▶ _THE RECORDS_:
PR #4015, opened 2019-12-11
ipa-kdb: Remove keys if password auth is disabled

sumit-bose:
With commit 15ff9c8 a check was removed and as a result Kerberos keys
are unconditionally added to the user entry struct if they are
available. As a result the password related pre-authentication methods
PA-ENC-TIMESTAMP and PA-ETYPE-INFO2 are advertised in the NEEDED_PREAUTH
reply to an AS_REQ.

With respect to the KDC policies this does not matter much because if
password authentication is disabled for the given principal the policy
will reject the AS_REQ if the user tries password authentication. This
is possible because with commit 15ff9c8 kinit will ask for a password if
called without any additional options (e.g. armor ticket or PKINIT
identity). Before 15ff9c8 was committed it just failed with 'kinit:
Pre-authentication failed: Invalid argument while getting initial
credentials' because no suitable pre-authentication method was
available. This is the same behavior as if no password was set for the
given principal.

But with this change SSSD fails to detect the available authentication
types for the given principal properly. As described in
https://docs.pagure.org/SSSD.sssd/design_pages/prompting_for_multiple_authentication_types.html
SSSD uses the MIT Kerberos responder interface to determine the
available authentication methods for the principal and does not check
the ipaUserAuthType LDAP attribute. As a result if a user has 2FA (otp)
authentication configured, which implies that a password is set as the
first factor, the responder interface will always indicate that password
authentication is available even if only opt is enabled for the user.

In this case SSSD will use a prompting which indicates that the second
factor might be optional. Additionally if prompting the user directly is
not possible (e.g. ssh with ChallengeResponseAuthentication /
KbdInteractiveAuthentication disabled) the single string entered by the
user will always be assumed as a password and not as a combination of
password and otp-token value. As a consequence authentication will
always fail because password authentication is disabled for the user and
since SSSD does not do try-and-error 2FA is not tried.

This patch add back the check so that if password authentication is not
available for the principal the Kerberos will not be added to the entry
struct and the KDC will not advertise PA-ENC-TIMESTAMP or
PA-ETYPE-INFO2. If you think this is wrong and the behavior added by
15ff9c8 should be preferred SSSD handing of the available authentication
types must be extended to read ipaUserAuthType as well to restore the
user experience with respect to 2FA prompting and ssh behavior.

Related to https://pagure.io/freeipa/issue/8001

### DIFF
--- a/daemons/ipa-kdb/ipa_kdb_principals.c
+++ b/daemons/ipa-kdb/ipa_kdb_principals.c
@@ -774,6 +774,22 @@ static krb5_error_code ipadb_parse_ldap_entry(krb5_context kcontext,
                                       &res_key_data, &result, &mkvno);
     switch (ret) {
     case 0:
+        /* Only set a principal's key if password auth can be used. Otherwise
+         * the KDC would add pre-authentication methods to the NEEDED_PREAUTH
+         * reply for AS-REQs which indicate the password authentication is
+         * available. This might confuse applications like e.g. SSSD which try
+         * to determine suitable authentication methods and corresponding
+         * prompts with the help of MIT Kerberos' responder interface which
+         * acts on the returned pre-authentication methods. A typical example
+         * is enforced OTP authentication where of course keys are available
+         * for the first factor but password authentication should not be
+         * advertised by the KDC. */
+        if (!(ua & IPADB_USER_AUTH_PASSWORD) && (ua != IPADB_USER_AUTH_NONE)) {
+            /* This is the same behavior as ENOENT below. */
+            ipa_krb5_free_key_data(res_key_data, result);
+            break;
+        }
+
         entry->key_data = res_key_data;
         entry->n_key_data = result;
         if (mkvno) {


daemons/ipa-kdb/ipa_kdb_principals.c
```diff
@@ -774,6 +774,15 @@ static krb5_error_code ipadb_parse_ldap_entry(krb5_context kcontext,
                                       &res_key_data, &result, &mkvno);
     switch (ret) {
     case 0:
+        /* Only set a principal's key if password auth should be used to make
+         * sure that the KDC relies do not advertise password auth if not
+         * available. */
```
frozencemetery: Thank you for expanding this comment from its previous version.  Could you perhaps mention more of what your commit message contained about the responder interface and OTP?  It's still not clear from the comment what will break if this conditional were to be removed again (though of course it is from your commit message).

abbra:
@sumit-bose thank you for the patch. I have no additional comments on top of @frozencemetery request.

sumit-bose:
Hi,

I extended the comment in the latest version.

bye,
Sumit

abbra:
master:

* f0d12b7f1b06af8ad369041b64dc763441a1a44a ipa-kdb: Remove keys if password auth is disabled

==

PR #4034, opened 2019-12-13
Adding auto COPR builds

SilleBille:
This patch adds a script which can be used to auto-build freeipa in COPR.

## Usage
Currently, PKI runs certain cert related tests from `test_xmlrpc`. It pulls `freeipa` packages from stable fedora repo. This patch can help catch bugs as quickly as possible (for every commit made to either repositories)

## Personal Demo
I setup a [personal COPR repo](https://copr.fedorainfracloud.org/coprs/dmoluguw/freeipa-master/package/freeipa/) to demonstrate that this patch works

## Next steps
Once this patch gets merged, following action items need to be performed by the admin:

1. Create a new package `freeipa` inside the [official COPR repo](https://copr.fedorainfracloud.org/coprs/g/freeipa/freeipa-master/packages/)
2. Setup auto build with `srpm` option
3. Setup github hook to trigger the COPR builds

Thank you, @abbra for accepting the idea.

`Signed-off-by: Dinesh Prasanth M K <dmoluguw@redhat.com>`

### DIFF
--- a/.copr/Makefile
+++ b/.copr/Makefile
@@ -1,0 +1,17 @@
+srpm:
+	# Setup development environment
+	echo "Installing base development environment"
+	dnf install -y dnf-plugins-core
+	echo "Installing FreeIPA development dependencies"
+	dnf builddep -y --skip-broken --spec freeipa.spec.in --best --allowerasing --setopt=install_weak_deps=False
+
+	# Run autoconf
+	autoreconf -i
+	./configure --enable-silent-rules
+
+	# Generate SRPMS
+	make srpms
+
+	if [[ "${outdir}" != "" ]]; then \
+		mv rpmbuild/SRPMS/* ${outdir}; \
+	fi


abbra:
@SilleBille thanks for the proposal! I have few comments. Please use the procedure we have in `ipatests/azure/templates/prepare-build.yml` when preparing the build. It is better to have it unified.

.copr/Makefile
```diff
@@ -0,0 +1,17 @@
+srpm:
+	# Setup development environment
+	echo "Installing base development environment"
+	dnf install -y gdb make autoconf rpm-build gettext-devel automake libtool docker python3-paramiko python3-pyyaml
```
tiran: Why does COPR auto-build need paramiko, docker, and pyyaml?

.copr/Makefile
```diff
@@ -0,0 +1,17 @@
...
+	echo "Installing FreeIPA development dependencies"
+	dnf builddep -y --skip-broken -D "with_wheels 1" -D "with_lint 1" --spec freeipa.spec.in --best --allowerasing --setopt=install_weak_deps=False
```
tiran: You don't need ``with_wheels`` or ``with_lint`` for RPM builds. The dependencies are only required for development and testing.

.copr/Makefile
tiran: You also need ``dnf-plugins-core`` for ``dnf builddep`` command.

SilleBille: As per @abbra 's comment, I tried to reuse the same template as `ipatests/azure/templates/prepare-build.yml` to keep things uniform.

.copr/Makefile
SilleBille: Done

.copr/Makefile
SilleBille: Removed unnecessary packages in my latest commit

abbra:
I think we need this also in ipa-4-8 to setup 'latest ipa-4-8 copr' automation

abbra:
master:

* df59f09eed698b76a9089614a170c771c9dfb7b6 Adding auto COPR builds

▶ _WORK REQUEST_:
Looking at the records above, return exactly the lines from the line with "the password authentication is" to the line with "f0d12b7f1b06af8ad369041b64dc763441a1a44a ipa-kdb: Remove", both ends included.

▶ _RESULT OF THE TASK_:
+         * reply for AS-REQs which indicate the password authentication is
+         * available. This might confuse applications like e.g. SSSD which try
+         * to determine suitable authentication methods and corresponding
+         * prompts with the help of MIT Kerberos' responder interface which
+         * acts on the returned pre-authentication methods. A typical example
+         * is enforced OTP authentication where of course keys are available
+         * for the first factor but password authentication should not be
+         * advertised by the KDC. */
+        if (!(ua & IPADB_USER_AUTH_PASSWORD) && (ua != IPADB_USER_AUTH_NONE)) {
+            /* This is the same behavior as ENOENT below. */
+            ipa_krb5_free_key_data(res_key_data, result);
+            break;
+        }
+
         entry->key_data = res_key_data;
         entry->n_key_data = result;
         if (mkvno) {


daemons/ipa-kdb/ipa_kdb_principals.c
```diff
@@ -774,6 +774,15 @@ static krb5_error_code ipadb_parse_ldap_entry(krb5_context kcontext,
                                       &res_key_data, &result, &mkvno);
     switch (ret) {
     case 0:
+        /* Only set a principal's key if password auth should be used to make
+         * sure that the KDC relies do not advertise password auth if not
+         * available. */
```
frozencemetery: Thank you for expanding this comment from its previous version.  Could you perhaps mention more of what your commit message contained about the responder interface and OTP?  It's still not clear from the comment what will break if this conditional were to be removed again (though of course it is from your commit message).

abbra:
@sumit-bose thank you for the patch. I have no additional comments on top of @frozencemetery request.

sumit-bose:
Hi,

I extended the comment in the latest version.

bye,
Sumit

abbra:
master:

* f0d12b7f1b06af8ad369041b64dc763441a1a44a ipa-kdb: Remove keys if password auth is disabled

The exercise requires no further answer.